-- YOUR TASK --
Could you show each line of the records that contains the word "getAdditionalProperties"?

[Collected data entries]
PR #1594, opened 2026-08-03
Guard sdk-java from NoSuchElementException

### LINKED ISSUE #1593: WorkflowDefinition crashes when workflow has no tasks
Creating a WorkflowDefinition from a Workflow with an empty task list causes a crash.

Steps to reproduce:
```java
Workflow workflow = WorkflowBuilder.workflow().tasks().build();
WorkflowDefinition.of(application, workflow);
```
Actual behavior:

TaskExecutorHelper.createExecutorList() calls iterator.next() without checking hasNext() on the empty task map, resulting in a NoSuchElementException.

mcruzdev:

Closes #1593

### DIFF
--- a/impl/core/src/main/java/io/serverlessworkflow/impl/WorkflowMutableInstance.java
+++ b/impl/core/src/main/java/io/serverlessworkflow/impl/WorkflowMutableInstance.java
@@ -18,7 +18,6 @@ package io.serverlessworkflow.impl;
 import static io.serverlessworkflow.impl.LifecycleEventsUtils.publishEvent;
 import static io.serverlessworkflow.impl.WorkflowUtils.validationError;
 
-import io.serverlessworkflow.impl.executors.TaskExecutor;
 import io.serverlessworkflow.impl.executors.TaskExecutorHelper;
 import io.serverlessworkflow.impl.lifecycle.WorkflowCancelledEvent;
 import io.serverlessworkflow.impl.lifecycle.WorkflowCompletedEvent;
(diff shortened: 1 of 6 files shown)


fjtirado (changes requested):
Hmmmm, I need a yaml reproducer for this one. If there is not such reproducer, then the fix should be in the fluent dsl cpde, to prevent a not valid workflow definition to be generated rather that adding defensive checks in the implementation code

If, as I suspected, there is not way that the YAML file is validated with an empty task list, then the solution should be to do a check in the build method of the fluent DSL to prevent that. Or, in other word, there should be not workflow object created with empty task list. And it is is, it is perfectly ok for the implementation code to throw any unexpected exception, because the workflow object is not a valid one.

mcruzdev:
> Or, in other word, there should be not workflow object created with empty task list. And it is is, it is perfectly ok for the implementation code to throw any unexpected exception, because the workflow object is not a valid one.

I prefer to throw an exception centralizing the validation and additionally to create an empty list when there is no task added while using the DSL.

fjtirado:
> > Or, in other word, there should be not workflow object created with empty task list. And it is is, it is perfectly ok for the implementation code to throw any unexpected exception, because the workflow object is not a valid one.
> 
> I prefer to throw an exception centralizing the validation

Im not fan of double validation (which is what you are doing in this PR, because the yaml is already validated) this "validation" should be done in the DSL.

impl/core/src/main/java/io/serverlessworkflow/impl/WorkflowMutableInstance.java
```diff
@@ -117,6 +109,17 @@ protected final CompletableFuture<WorkflowModel> startExecution(
...
+    WorkflowModel inputModel =
+        workflowContext
+            .definition()
+            .inputFilter()
+            .map(f -> f.apply(workflowContext, null, input))
+            .orElse(input);
+    return TaskExecutorHelper.processTaskList(
+        workflowContext.definition().startTask(), workflowContext, Optional.empty(), inputModel);
+  }
+
```
fjtirado: Is this really changing something or it is just a not needed refactor?

mcruzdev: I will remove this one in the next commit, I will add a validation at build method.

fjtirado (approved):

PR #1595, opened 2026-08-04
Move jackson native file to jackson module

fjtirado:
Although the current approach work, it is better to have each native file in each module


gmunozfe (approved):
LGTM, well done

PR #1600, opened 2026-08-05
Implement retry attempt.duration per-attempt timeout

### LINKED ISSUE #1526: Implement attemp.duration
The current text spec is kind of confusing regarding max duration attemtp for retries.  
https://github.com/serverlessworkflow/specification/blob/main/dsl-reference.md#retry-limit

Once it is clarified, we should proceeed implementing it.

mcruzdev:
Add support for `attempt.duration` per attempt timeout.

Closes #1526 

### DIFF
--- a/impl/core/src/main/java/io/serverlessworkflow/impl/executors/TryExecutor.java
+++ b/impl/core/src/main/java/io/serverlessworkflow/impl/executors/TryExecutor.java
@@ -59,6 +59,7 @@ public class TryExecutor extends RegularTaskExecutor<TryTask> {
   private final Optional<TaskExecutor<?>> catchTaskExecutor;
   private final Optional<RetryExecutor> retryIntervalExecutor;
   private final Optional<WorkflowValueResolver<Duration>> attemptDuration;
+  private final Optional<WorkflowValueResolver<Duration>> overallDuration;
   private final String errorVariable;
 
   public static class TryExecutorBuilder extends RegularTaskExecutorBuilder<TryTask> {
@@ -70,6 +71,7 @@ public class TryExecutor extends RegularTaskExecutor<TryTask> {
     private final Optional<TaskExecutor<?>> catchTaskExecutor;
     private final Optional<RetryExecutor> retryIntervalExecutor;
     private final Optional<WorkflowValueResolver<Duration>> attemptDuration;
+    private final Optional<WorkflowValueResolver<Duration>> overallDuration;
     private String errorVariable;
 
     protected TryExecutorBuilder(
@@ -89,31 +91,33 @@ public class TryExecutor extends RegularTaskExecutor<TryTask> {
                       position.copy().addProperty("catch"), catchTaskDo, definition))
               : Optional.empty();
       Retry retry = catchInfo.getRetry();
-      Optional<RetryPolicy> retryPolicy =
-          retry != null ? resolveRetryPolicy(retry) : Optional.empty();
+      Optional<RetryPolicy> retryPolicy = resolveRetryPolicy(retry);
       this.retryIntervalExecutor = retryPolicy.map(this::buildRetryExecutor);
       this.attemptDuration = retryPolicy.flatMap(this::resolveAttemptDuration);
+      this.overallDuration = retryPolicy.flatMap(this::resolveOverallDuration);
       this.taskExecutor =
           TaskExecutorHelper.createExecutorList(position, task.getTry(), definition, "try");
     }
 
     private Optional<RetryPolicy> resolveRetryPolicy(Retry retry) {
-      if (retry.getRetryPolicyDefinition() != null) {
-        return Optional.of(retry.getRetryPolicyDefinition());
-      } else if (retry.getRetryPolicyReference() != null) {
-        RetryPolicy retryPolicy =
-            workflow
-                .getUse()
-                .getRetries()
-                .getAdditionalProperties()
-                .get(retry.getRetryPolicyReference());
-        if (retryPolicy == null) {
-          throw new IllegalStateException(
-              "Retry policy " + retry.getRetryPolicyReference() + " was not found");
+      RetryPolicy retryPolicy = null;
+      if (retry != null) {
+        if (retry.getRetryPolicyDefinition() != null) {
+          retryPolicy = retry.getRetryPolicyDefinition();
+        } else if (retry.getRetryPolicyReference() != null) {
+          retryPolicy =
+              workflow
+                  .getUse()
+                  .getRetries()
+                  .getAdditionalProperties()
+                  .get(retry.getRetryPolicyReference());
+          if (retryPolicy == null) {
+            throw new IllegalStateException(
+                "Retry policy " + retry.getRetryPolicyReference() + " was not found");
+          }
         }
-        return Optional.of(retryPolicy);
       }
-      return Optional.empty();
+      return Optional.ofNullable(retryPolicy);
     }
 
     protected RetryExecutor buildRetryExecutor(RetryPolicy retryPolicy) {
@@ -130,6 +134,14 @@ public class TryExecutor extends RegularTaskExecutor<TryTask> {
       return limit != null && limit.getAttempt() != null && limit.getAttempt().getDuration() != null
           ? Optional.of(
               WorkflowUtils.fromTimeoutAfter(application, limit.getAttempt().getDuration()))
+          : Optional.empty();
+    }
+
+    private Optional<WorkflowValueResolver<Duration>> resolveOverallDuration(
+        RetryPolicy retryPolicy) {
+      RetryLimit limit = retryPolicy.getLimit();
+      return limit != null && limit.getDuration() != null
+          ? Optional.of(WorkflowUtils.fromTimeoutAfter(application, limit.getDuration()))
           : Optional.empty();
     }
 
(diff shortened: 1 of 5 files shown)


impl/core/src/main/java/io/serverlessworkflow/impl/executors/TryExecutor.java
```diff
@@ -83,27 +89,32 @@ protected TryExecutorBuilder(
...
         if (retryPolicy == null) {
-          throw new IllegalStateException("Retry policy " + retryPolicy + " was not found");
+          throw new IllegalStateException(
+              "Retry policy " + retry.getRetryPolicyReference() + " was not found");
         }
+        return retryPolicy;
       }
-      return retryPolicy != null ? Optional.of(buildRetryExecutor(retryPolicy)) : Optional.empty();
+      return null;
     }
```
fjtirado: I do not get that change

fjtirado: Ok, now I get it, but it not good, in my opinion. 
I think this should still return an optional and then use the optional to build the two other optional (map method is your friend) rather than starting a null check party in the caller.

fjtirado (commented):
Refactor using optional rather than null

impl/core/src/main/java/io/serverlessworkflow/impl/executors/TryExecutor.java
```diff
@@ -114,6 +125,16 @@ protected RetryExecutor buildRetryExecutor(RetryPolicy retryPolicy) {
...
 
+    private Optional<WorkflowValueResolver<Duration>> resolveAttemptDuration(
+        RetryPolicy retryPolicy) {
+      RetryLimit limit = retryPolicy.getLimit();
+      if (limit != null && limit.getAttempt() != null && limit.getAttempt().getDuration() != null) {
+        return Optional.of(
+            WorkflowUtils.fromTimeoutAfter(application, limit.getAttempt().getDuration()));
+      }
+      return Optional.empty();
```
fjtirado:
```suggestion
      return limit != null && limit.getAttempt() != null && limit.getAttempt().getDuration() != null ?
        return Optional.of(
            WorkflowUtils.fromTimeoutAfter(application, limit.getAttempt().getDuration())) :
      return Optional.empty();
```

impl/core/src/main/java/io/serverlessworkflow/impl/executors/TryExecutor.java
```diff
@@ -83,27 +89,32 @@ protected TryExecutorBuilder(
                       position.copy().addProperty("catch"), catchTaskDo, definition))
               : Optional.empty();
       Retry retry = catchInfo.getRetry();
-      this.retryIntervalExecutor = retry != null ? buildRetryInterval(retry) : Optional.empty();
+      RetryPolicy retryPolicy = retry != null ? resolveRetryPolicy(retry) : null;
+      this.retryIntervalExecutor =
+          retryPolicy != null ? Optional.of(buildRetryExecutor(retryPolicy)) : Optional.empty();
+      this.attemptDuration =
+          retryPolicy != null ? resolveAttemptDuration(retryPolicy) : Optional.empty();
```
fjtirado: This you should refactor  using Optional.map when resolveRetryPolicy return optional

impl/core/src/main/java/io/serverlessworkflow/impl/executors/TryExecutor.java
```diff
@@ -83,27 +89,32 @@ protected TryExecutorBuilder(
...
+        RetryPolicy retryPolicy =
             workflow
                 .getUse()
                 .getRetries()
                 .getAdditionalProperties()
                 .get(retry.getRetryPolicyReference());
         if (retryPolicy == null) {
-          throw new IllegalStateException("Retry policy " + retryPolicy + " was not found");
+          throw new IllegalStateException(
+              "Retry policy " + retry.getRetryPolicyReference() + " was not found");
```
fjtirado: good catch

impl/core/src/main/java/io/serverlessworkflow/impl/executors/TryExecutor.java
```diff
@@ -164,9 +186,30 @@ protected CompletableFuture<WorkflowModel> internalExecute(
...
+                      if (cause instanceof TimeoutException) {
+                        return CompletableFuture.failedFuture(
+                            new WorkflowException(
+                                WorkflowError.timeout()
+                                    .instance(taskContext.position().jsonPointer())
+                                    .build(),
+                                cause));
+                      }
+                      return CompletableFuture.failedFuture(e);
+                    });
```
fjtirado: Lets split this logic in two blocks

```suggestion
                .exceptionallyCompose(this::handleTimeoutException);
```

and add 

```
private CompletableFuture<?> handleTimeoutExcepction (Throwable e) {
                      Throwable cause = e instanceof CompletionException ? e.getCause() : e;
                      return CompletableFuture.failedFuture(cause instanceof TimeoutException ? new WorkflowException(WorkflowError.timeout()
                                    .instance(taskContext.position().jsonPointer())
                                    .title(cause.getMessage())
                                    .build(),
                                cause): cause);
}

```

impl/core/src/main/java/io/serverlessworkflow/impl/executors/TryExecutor.java
```diff
@@ -164,9 +186,30 @@ protected CompletableFuture<WorkflowModel> internalExecute(
...
       WorkflowContext workflow, TaskContext taskContext, WorkflowModel model) {
     retryIntervalExecutor.ifPresent(r -> r.init(workflow, taskContext, model));
-    return TaskExecutorHelper.processTaskList(
-            taskExecutor, workflow, Optional.of(taskContext), model)
-        .exceptionallyCompose(e -> handleException(e, workflow, taskContext));
+    CompletableFuture<WorkflowModel> future =
+        TaskExecutorHelper.processTaskList(taskExecutor, workflow, Optional.of(taskContext), model);
+    if (attemptDuration.isPresent()) {
+      long timeoutMillis = attemptDuration.get().apply(workflow, taskContext, model).toMillis();
+      if (timeoutMillis > 0) {
```
fjtirado: The double if can be avoided

```suggestion
   long timeoutMillis =  attemptDuration.map(d -> d.apply(workflow,taskContext,model).orElse(Duration.ZERO).toMillis()
    if ( timeoutMillis>0)     {
```

impl/test/src/test/java/io/serverlessworkflow/impl/test/RetryTimeoutTest.java
```diff
@@ -186,6 +187,32 @@ void testRetryEnd() throws IOException {
...
+        app.workflowDefinition(
+                readWorkflowFromClasspath(
+                    "workflows-samples/try-catch-retry-attempt-duration.yaml"))
+            .instance(Map.of())
+            .start();
+    Awaitility.await().atMost(Duration.ofSeconds(5)).until(future::isDone);
+    assertThat(future.join().as(JsonNode.class).orElseThrow()).isEqualTo(result);
+    assertThat(retryListener.taskRetried).hasSize(1);
+    assertThat(retryListener.taskRetried.get("do/0/tryGetPet/try/0/getPet")).isEqualTo((short) 1);
+  }
```
fjtirado, line 233: I do not think is a good idea to catch retry timeout in the test worflow definition, I think we need a test that fails with retry timeout, proving that the task timed out after the specified delay

impl/test/src/test/resources/workflows-samples/try-catch-retry-attempt-duration.yaml
```diff
@@ -0,0 +1,29 @@
...
+            call: http
+            with:
+              method: get
+              endpoint: http://localhost:9797
+              redirect: true
+      catch:
+        errors:
+          with:
+            type: https://serverlessworkflow.io/spec/1.0.0/errors/timeout
+            status: 408
```
fjtirado: I think the exception being catch here should be different than timeout to not mistake with the timeout that should  be launch is the max retry duration is exceeded. 
So use a different one to trigger the retry and to make sure that the overall timeout has worked search for that exception in the unit test

fjtirado (approved):

impl/core/src/main/java/io/serverlessworkflow/impl/executors/TryExecutor.java
```diff
@@ -152,65 +183,123 @@ protected TryExecutor(TryExecutorBuilder builder) {
...
+        duration
+            .map(d -> d.apply(workflowContext, taskContext, model))
+            .orElse(Duration.ZERO)
+            .toMillis();
+    return timeout > 0
+        ? originalFuture
+            .copy()
+            .orTimeout(timeout, TimeUnit.MILLISECONDS)
+            .whenComplete((v, e) -> cancelIfTimeout(e, originalFuture))
+        : originalFuture;
```
fjtirado, line 293: onTimeout do not cancel the underlying future, it just complete it. Since onTimeout do not create a new completable, we need to copy the original one, keep its reference and cancel it.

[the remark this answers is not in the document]
fjtirado: Are you really sure CompletablueFuture.copy() is not available in JDK 17?
Then, how it is possible that the project compiles using JDK 17?
Then, why the Java doc says copy was added in JDK 9? https://docs.oracle.com/javase/9/docs/api/java/util/concurrent/CompletableFuture.html#copy--
If you were a human and report this is a high failure, you will make a lot of good friends.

-- WRITTEN SOLUTION --
-                .getAdditionalProperties()
+                  .getAdditionalProperties()
                 .getAdditionalProperties()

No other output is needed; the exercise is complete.